_Given data:_
*** Begin section ***

PR #10253, opened 2024-01-23
Automatic vi normal mode on paging

unixpariah:
I added a function that makes fish automatically enter vi normal mode when opening pager.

*** End section ***

_Exercise prompt:_
Word for word, set down the complete listing once more.

_Task response:_
PR #10253, opened 2024-01-23
Automatic vi normal mode on paging

unixpariah:
I added a function that makes fish automatically enter vi normal mode when opening pager.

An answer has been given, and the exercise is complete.